What to do: Records appear below. Give all of them again, exactly.

Material for this task:

PR #2327, opened 2026-04-13
Propagate managed parameters when creating the llm request invocation context

mariofusco:


jmartisk (approved):

core/runtime/src/main/java/io/quarkiverse/langchain4j/runtime/aiservice/AiServiceMethodImplementationSupport.java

Exercise answer:
PR #2327, opened 2026-04-13
Propagate managed parameters when creating the llm request invocation context

mariofusco:


jmartisk (approved):

core/runtime/src/main/java/io/quarkiverse/langchain4j/runtime/aiservice/AiServiceMethodImplementationSupport.java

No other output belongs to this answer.